BEGIN RECORDS SHOWN

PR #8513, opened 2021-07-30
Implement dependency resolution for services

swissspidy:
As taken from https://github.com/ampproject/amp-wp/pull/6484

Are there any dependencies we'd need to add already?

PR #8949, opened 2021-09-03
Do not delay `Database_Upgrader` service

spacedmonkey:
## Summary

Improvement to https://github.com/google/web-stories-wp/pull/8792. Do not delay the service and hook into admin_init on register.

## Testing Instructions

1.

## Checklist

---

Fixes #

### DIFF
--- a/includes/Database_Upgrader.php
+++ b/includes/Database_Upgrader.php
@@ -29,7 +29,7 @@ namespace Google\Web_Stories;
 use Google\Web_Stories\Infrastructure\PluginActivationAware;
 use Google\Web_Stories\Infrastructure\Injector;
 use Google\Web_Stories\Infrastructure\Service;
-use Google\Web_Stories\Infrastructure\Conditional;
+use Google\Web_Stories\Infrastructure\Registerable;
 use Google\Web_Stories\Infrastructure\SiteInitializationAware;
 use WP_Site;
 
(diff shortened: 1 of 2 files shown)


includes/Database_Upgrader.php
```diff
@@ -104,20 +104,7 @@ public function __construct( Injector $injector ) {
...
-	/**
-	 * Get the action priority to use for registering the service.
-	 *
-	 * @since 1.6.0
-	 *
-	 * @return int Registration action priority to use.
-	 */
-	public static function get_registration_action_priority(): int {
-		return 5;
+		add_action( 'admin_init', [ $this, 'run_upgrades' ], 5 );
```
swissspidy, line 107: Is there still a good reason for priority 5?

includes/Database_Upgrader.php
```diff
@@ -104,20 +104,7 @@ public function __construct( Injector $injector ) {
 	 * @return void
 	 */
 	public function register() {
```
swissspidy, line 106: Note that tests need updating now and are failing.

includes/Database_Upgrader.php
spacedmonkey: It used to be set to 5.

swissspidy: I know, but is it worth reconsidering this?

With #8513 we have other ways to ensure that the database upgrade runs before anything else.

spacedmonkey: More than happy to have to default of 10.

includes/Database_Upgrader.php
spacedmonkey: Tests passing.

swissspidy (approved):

END RECORDS SHOWN

- DESCRIPTION OF THE TASK
Word for word, copy the line containing "swissspidy, line 106: Note" and each line after it to the end of the records, and nothing besides.

- RESULT OF THE EXERCISE
swissspidy, line 106: Note that tests need updating now and are failing.

includes/Database_Upgrader.php
spacedmonkey: It used to be set to 5.

swissspidy: I know, but is it worth reconsidering this?

With #8513 we have other ways to ensure that the database upgrade runs before anything else.

spacedmonkey: More than happy to have to default of 10.

includes/Database_Upgrader.php
spacedmonkey: Tests passing.

swissspidy (approved):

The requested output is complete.